Терпигорев, озиравший Невский, прохожих и экипажи, тоже приметил Лескова и не шагнул, а колыхнулся ему навстречу, родив ветер. Друзья сердечно поздоровались.
— Совершил обход гостинодворской сокровищницы? — сказал Терпигорев, увидев сверток в розовой бумаге. — Никак, зуб Бориса и Глеба отыскал? — загрохотал он звучным, аппетитным хохотом.
Но Лесков даже не улыбнулся, Он не любил шуток над своими коллекциями и приобретениями, к тому же пребывал отнюдь не в смешливом настроении. Он насупил брови и опустил сверток в карман пальто, сразу некрасиво отвисший.

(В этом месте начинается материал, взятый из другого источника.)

PR #1191, opened 2024-09-19
CSDI-2092 Remove deprecated ~                                                                                               

rpanman-sonatype:
This change is for two reasons:
1. Building of RSC was failing in Vite environment with `Can't find stylesheet to import`
1. Webpack has deprecated `~` in `@use` (see [resolving import at rules](https://webpack.js.org/loaders/sass-loader/#resolving-import-at-rules)).

This PR addresses both these issues

### DIFF
--- a/gallery/package.json
+++ b/gallery/package.json
@@ -1,6 +1,6 @@
 {
   "name": "@sonatype/react-shared-components-gallery",
-  "version": "13.4.0",
+  "version": "13.3.1",
   "description": "Gallery application to demonstrate usage and look of Sonatype shared UI components",
   "main": "src/main.ts",
   "scripts": {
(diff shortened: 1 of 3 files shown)


gallery/package.json
```diff
@@ -1,6 +1,6 @@
 {
   "name": "@sonatype/react-shared-components-gallery",
-  "version": "13.3.0",
+  "version": "13.4.0",
```
rpokorny, line 3: IMO this is a patch release not a minor. 
```suggestion
  "version": "13.3.1",
```
(and change the other file too)

rpokorny (approved):
+1 after fixing the version number, and after CI passes.  Thanks for the contribution!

Не дождавшись ответа, Атава расценил положение как угрожающее и прибег к безошибочному приему — сделал предметом насмешки самого себя.
— А я вот приобрел кое-что для своей библиотеки, — сказал он нарочито серьезным тоном. — Шато-Латур издания 1871 года. Не желаешь ли почитать?
Лесков ухмыльнулся. На полках «библиотеки» Атавы вместо книг стояли бутылки коллекционных вин.
— Как-нибудь в другой раз, — сказал Лесков. — Не в духах я нынче, Сергей Николаевич. Уязвлен многими бедами и несчастьями.
«А когда ты не уязвлен? — подумал Атава. — Сколько я тебя знаю, любезный друг, вечно ты уязвлен, отягощен, раздавлен и чуть ли не насмерть убит бесчисленными «вредами». Газетчики и критики, литературные друзья и недруги, домашние и близкие, киевская родня и родня кагарлыцкая, братья и старушка матушка, Лампадоносцев и Георгиевский, редакторы и цензоры, церковники и нигилисты, домовладельцы и прислуга, колыванские бароны и эзельские члены-советники купального комитета, женщины и дети — все сговорились довести твою больную печень до угрожающего раздутия, как у огорченного розгами налима в трактирном садке. Но ты все же справляешься, друг, и с настоящими, и с мнимыми напастями. Объяснил бы мне лучше, как это, находясь в непрестанном борении с окружающими и видя сквозь увеличительное стекло все изъяны человеческих душ, создаешь ты своих праведников, подвижников, святых чудаков, чистых сердцем Голованов, Ахилок, Туберозовых, плодомасовских карликов? И богатырей земли русской, вроде очарованного странника Флягина или рваненького гениального Левши? И я, давно узнавший всему цену и за версту чующий малейшую фальшь, расчет, обман, подтасовку, разоруженный и растерянный, реву как белуга, над твоими вымыслами?»